The ‘D’ is traditionally painted every fall by the senior class at Dawson County High School. This years’ work by Natalia Carney, Kaylyn Hellman, Brecken Skillestad and Meadow Torres caught public attention for its quality and artistic value.

Classy

From music to drawing to photography to acting, the arts are sometimes harder to find in smaller communities. Nevertheless, some artists of the future are getting their start right here in Glendive.

Charity Schreibeis began a brand new advanced art class this year with the first class of seven girls enrolled.

Her goal for the class is to do a mural inside the school and one in the community each year.

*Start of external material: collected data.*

PR #3994, opened 2024-03-05
doc(component-meta): update demo

zzfn:
- replace createComponentMetaChecker with createChecker 
- replace src with lib


johnsoncodehk:
Thanks!

PR #4038, opened 2024-03-07
fix: allow folding root elements

### LINKED ISSUE #4007: There are so many questions that I don’t know where to start.
Including but not limited to the following issues：

Tags such as <script> and <template> cannot be folded normally
image
image
No folding sign

H5 tag prompt is too slow. When a function name is declared in <template> but the function is not declared in <script>, no error message appears.
Error messages are delayed. The vue file needs to be reloaded to prompt normal errors.

The component cannot be recognized, and the vue file needs to be reloaded to solve the problem.

Vue - Official: v2.0.5
VsCode: February 2024 (version 1.87)

### LINKED ISSUE #4023: Unable to fold/unfold top-level blocks in *.vue files
For some reason, I am no longer able to fold or unfold top-level blocks (template, script, and style) in *.vue files.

Schreibeis is still figuring out logistics for doing murals in the community, but has already led the girls in her class to work on their first project in the school.

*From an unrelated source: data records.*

PR #4049, opened 2024-03-08
Basic attribute inheritance

A5rocks:
This PR adds [attribute inheritance](https://vuejs.org/guide/components/attrs.html#attribute-inheritance) irrelevant of the `inheritAttrs` configuration option (for now). This is in pursuit of making `strictTemplates` more useful.

I'm not sure how to check `inheritAttrs` as a follow up: I suppose probably `scriptSetupRanges`/`scriptRanges`?

---

Two things I noticed (not sure if these are already tracked or if I just am incorrect about these):
 - `@vue-expect-error` doesn't seem to error if the next statement doesn't error
 - components as a direct child of `<template>` just don't seem to get typed? (this must be expected behavior that I just don't get given that I don't use vue much...)


A5rocks:
Sorry, I should have run all the tests locally, not just the ones with `strictTemplate`. Some of the snapshot diffs look bad.

A5rocks:
I don't understand some of the test failures, because it looks like e.g. `Child` is just not being picked up as a type? Which is strange cause I don't see what I did that could cause that.

... There has to be a better way to approach this. This approach sucks.

so1ve:
Are you still working on this?

A5rocks:
Yeah I have scenario 1 and 2, I'm not planning on ever supporting scenario 3, and I'm not sure how to approach scenario 4. (I'm not sure how to reach in and get the value of `inheritAttrs`...)

But I'm running into roadblocks for the more trivial task of "always inherit attrs from the child, if there's only 1" as seen by failing test cases here... I tried fixing one thing (the latest commit) and it both breaks component typing in some cases and also breaks what initially worked w/r/t inheriting attributes.

Do you think there's a better way to approach implementing this?

so1ve:
I can give it a shot, but I prefer to work in a separate PR to avoid git reset. I can add you as a co-author. WDYT? :eyes:

A5rocks:
Sure, that would work! I only started this cause I made some dumb mistakes that would have been caught with `strictTemplates`... which I can't rely on due to false positives.

PR #4075, opened 2024-03-12
fix(typescript-plugin): fault tolerance for named pipe servers json file

Simon-He95:
After the upgrade, I suddenly found that the syntax in the `template` was invalid, and then tracked the problem and found that there was a problem reading the file in `searchNamedPipeServerForFile`. The format may have been broken when writing a certain version, resulting in JSON here. When `JSON.parse`, an error is reported directly, but no interception is done, and then there is no code prompt. I don’t know if I should delete the temp file directly when there is a problem with `parse`. At present, I have added `try {} catch (e) {}` to solve the problem.

The following is the format of the file that I found during troubleshooting.
image


johnsoncodehk:
Thanks! This may be caused by multiple tsserver processes overwriting json files at the same time.

PR #4081, opened 2024-03-12
chore(vscode): remove embedded language IDs

remcohaszing:
The language ID isn’t needed for injections. Only `scopeName` is needed. The language ID appears in the VSCode language selector, which isn’t desired behaviour.

VSCode language selector showing the various Vue related language IDs

This is based on https://github.com/microsoft/vscode/issues/207406#issuecomment-1991393649. Also I didn’t notice problems when trying this myself.


johnsoncodehk:
LGTM, thanks!

PR #4084, opened 2024-03-12
chore: add issue template

gegoune:
Hi @johnsoncodehk,

I have been astounded with quality of issue reports here following 2.0 release. I believe having issue template will help a bit by requiring users to put effort into high quality issues with replication steps and all other required information so maintainers and contributors don't have to do extra legwork.

This PR creates example issue template coming from [documentation](https://docs.github.com/en/communities/using-templates-to-encourage-useful-issues-and-pull-requests/configuring-issue-templates-for-your-repository#creating-issue-forms) and is intended to check whether you would be interested in implementing it at all. If so we can change the template to fit this repositories' requirements.

### DIFF
--- a/.github/ISSUE_TEMPLATE
+++ b/.github/ISSUE_TEMPLATE
@@ -1,0 +1,64 @@
+name: Bug Report
+description: File a bug report
+title: "[Bug]: "
+labels: ["bug", "triage"]
+projects: ["octo-org/1", "octo-org/44"]
+assignees:
+  - octocat
+body:
+  - type: markdown
+    attributes:
+      value: |
+        Thanks for taking the time to fill out this bug report!
+  - type: input
+    id: contact
+    attributes:
+      label: Contact Details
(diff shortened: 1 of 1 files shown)


rchl:
> https://twitter.com/johnsoncodehk/status/1649825147753488384

I don't get that point. A consistent structure to the reports would help to process the reports. The report is not meant to be a place to express myself but provide concise information that help with fixing the issue.

Also having a codesandbox (or whatever is cool these days) that users could fork would simplify reporting.

I would consider myself a more advanced user and would often provide reproduction (or even a fix) but I would still prefer to follow a template when reporting than having to think about how to write it myself.

lisonge:
maybe the file name should be `.github/ISSUE_TEMPLATE/bug_report.yml` instead of `.github/ISSUE_TEMPLATE`

and more information can be configured in `.github/ISSUE_TEMPLATE/config.yml`

johnsoncodehk:
We have added the issue template now, thank you!

PR #4093, opened 2024-03-13
fix(component-meta): `defineSlots` allows empty params

### LINKED ISSUE #4091: [BUG] vue-component-meta does not work correctly when using slots without defined props
Hi there!

I found a bug when using the `vue-component-meta` package inside Storybook. The autogenerated documentation inside storybook will break when there are slots without explicit props defined. 

See https://stackblitz.com/edit/github-admhcw?file=src%2Fstories%2FButton2.vue for a reproduction.

Works:
```ts
defineSlots<{
  /**
   * Use for custom content, instead of relying on 'icon' and 'label' props
   */
  default: (props: {}) => VNode[];
  /**
   * Override the default QSpinner when in 'loading' state
   */
  loading: (props: {}) => VNode[];
}>();
```

Does not work:
```ts
defineSlots<{
  /**
   * Use for custom content, instead of relying on 'icon' and 'label' props
   */
  default: () => VNode[];
  /**
   * Override the default QSpinner when in 'loading' state
   */
  loading: () => VNode[];
}>();
```

Here is the related issue: https://github.com/storybookjs/storybook/issues/26465

Evertvdw:
When using defineSlots without a function argument it would throw an error as `paramType` can be undefined in that case. By adding this check this can be prevented.

I used a `getAnyType` now in case of no types, but I'm not sure if that is the best approach. The equivelent using a template-slot will generate an empty object as type. I'm not sure why and how to replicate that in this code, feel free to improve.


Evertvdw:
@johnsoncodehk There are build errors introduced by the auto-fix workflow that you added. A heads up as you might want to know.

johnsoncodehk:
LGTM, thanks!

PR #4119, opened 2024-03-19
feat: reintroducing the complete language server

### LINKED ISSUE #3942: False positive errors at end-of-file
TS plugin cannot be used with Vue files if the project does not contain tsconfig/jsconfig, or the Vue files are not included by tsconfig/jsconfig.

### Steps to reproduce

1. Clone https://github.com/johnsoncodehk/volar-starter
	Since it is just for demonstration purposes, node_modules will not be installed.
2. Delete the `tsconfig.json` file in repo
3. Open the repo in VSCode, and open `src/components/HelloWorld.vue`
4. You should see TS errors reported due to missing dependencies, as shown below:
	image
5. Close `HelloWorld.vue`, open `src/main.ts`, then re-open `HelloWorld.vue`
6. Errors in the image above is now displayed in the wrong location (end of file)
	image

### Exploration

`@vue/typescript-plugin` calls `decorateLanguageService` and `decorateLanguageServiceHost` at following code to modify the original `languageService` and `languageServiceHost`:
https://github.com/vuejs/language-tools/blob/3efa52d3a1132c8a098bb35c7bd54b81ee93ee35/packages/typescript-plugin/index.ts#L62-L63

This works well for `ConfiguredProject`. But for `InferredProject`, if you open the TS file before opening the Vue file, the modification of `decorateLanguageService` is no longer valid, just like the original `languageService` is no longer used. Therefore the mapping behavior of `decorateLanguageService` is no longer valid.

### Temporary Solutions

1. Create a `jsconfig.json` file in project root with empty json object content `{}`
2. Downgrade to 1.8.27 for now

**Update:** If you have the "Svelte for VS Code" extension installed, disabling it may avoid this problem.

### LINKED ISSUE #3962: Vue server still crashed after upgrading to v2.0.4 in VSCode + Nuxt 3
Sorry to open a duplicated issue, I want to provide a reproduction here.

#### Environment

Apple M2
macOS Sonoma 14.2.1
Node v20.9.0
VSCode v1.87.0
pnpm v8.2.0
nuxt v3.2.2
Vue.volar v2.0.4

```
git clone https://github.com/Bernankez/blog.git
cd blog
pnpm install
```

After opening a Vue SFC, it alerts
image

#### outputs

```
null
null
null
undefined:1


SyntaxError: Unexpected end of JSON input
    at JSON.parse (<anonymous>)
    at Socket.<anonymous> (/Users/cole/.vscode/extensions/vue.volar-2.0.4/dist/server.js:10024:9777)
    at Socket.emit (node:events:526:35)
    at endReadableNT (node:internal/streams/readable:1359:12)
    at process.processTicksAndRejections (node:internal/process/task_queues:82:21)

Node.js v18.17.1
[Error - 14:27:08] Server process exited with code 1.
[Info  - 14:27:08] Connection to server got closed. Server will restart.
true
null
null
null
undefined:1
```

johnsoncodehk:
closes #3942, closes #3962

We migrated to the TS plugin in 2.0 to resolve many issues with v1, unfortunately it had many issues with compatibility:

- VSCode <= 1.87 bundled Node version breaks tsserver + `@vue/typescript-plugin` in some environments.
- Even if `@vue/typescript-plugin` only provides vue virtual code and handles mapping, it still causes performance problems in tsserver in some TS versions.
- Whenever any TS plugin crashes in a .vue file, it will cause `@vue/typescript-plugin` to be invalidated and make intellisense completely wrong. This is a fault-tolerance problem of the TS LS plugin architecture.

These issues are beyond our control, so we reintroduced the v1 complete LSP server and only switched to Hybrid Mode when explicitly enabled by the user.


altrusl:
@johnsoncodehk 

That was hard time
Thank you for your work

Stanzilla:
So what's the recommended setup for TypeScript users now? Do we need the extra VSC extension again?

so1ve:
@Stanzilla No, you just need the `Vue - Official` plugin.

Stanzilla:
> @Stanzilla No, you only need the `Vue - Official` plugin.

And Hybrid Mode enabled, right? Would make more sense if this was called something like enable TypeScript support maybe?

so1ve:
> And Hybrid Mode enabled, right? Would make more sense if this was called something like enable TypeScript support maybe?

If you have TS 5.3+ installed and have a `tsconfig.json` or `jsconfig.json`, feel free to enable it.

> if this was called something like enable TypeScript support maybe

Not exact. "Hybrid Mode" means Vue Language Tools makes the built-in TS service to run on `.vue` files, and if you disable hybrid mode we a two separate TS language server on `.vue` files.

gegoune:
Would be very helpful to have a comparison table of two solutions/approachers. Not being much experienced in tooling for JS I struggle to see how to chose what to do, enable hybrid mode? Disable it? What are the benefits of each approach? Downsides?

Stanzilla:
> Would be very helpful to have a comparison table of two solutions/approaches. Not being much experienced in tooling for JS I struggle to see how to chose what to do, enable hybrid mode? Disable it? What are the benefits of each approach? Downsides?

Yes exactly, it's very unclear atm

vidal7:
Maybe this can help : https://gist.github.com/johnsoncodehk/62580d04cb86e576e0e8d6bf1cb44e73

“I just wanted a class where I could really branch out and allow the kids to make their mark not only in the school, but in the community,” she said.

To Schreibeis, giving back to the community is important and one way she thought she could do that is through this class. As an advanced art class, most of the students are passionate about art, so she lets the students go and work on their own to show their ability and have that pride in their work.

Although unsure of when they will begin projects in the community, she has ideas for when they get there. She wants her students to get out in the community, be a part of it and help bring even more value to Glendive.

“I look at our town and am like, ‘this is such a cool town, but it can be so much cooler,’” Schreibeis said.

The class may not have projects to work on in the community yet, but a few girls from DCHS have given Glendive something it has not seen for a while. Natalia Carney, Kaylyn Hellman, Brecken Skillestad and Meadow Torres rallied together to bring one of the most admired class murals to the DCHS football field wall.

The mural was not the result of Schreibeis’ advanced art class, but the girls consulted her in their venture to create the mural.

“I think it was just different because we actually put a lot of effort into it and we tried and made time for it,” Carney said.

In working hard to create something that they are proud of and that the community is proud of, they learned a few things from completing it. Not all of them have plans to pursue a career in art, but their time in art has taught them patience, uniqueness in different art styles, and confidence.

“I think you learn from other people’s artwork, like the environment that you’re in helps you,” Hellman said.

They hope the product of their hard work will motivate future classes to step up and continue to make the mural better and better. The Glendive community has a lot to be proud of and for some students, the mural at the DCHS football field is where they learn to give back.

“The mural kind of gives the art kids a voice,” Skillestad said.

That voice continues to shout, and the four girls and Schreibeis hope Glendive can see the value – as they do – in bringing more art to town.

“I’m just really excited about where it’s going. It might take a while, but it’s going to be cool,” Schreibeis said.

Reach Brendan Heidner at news@rangerreview.com.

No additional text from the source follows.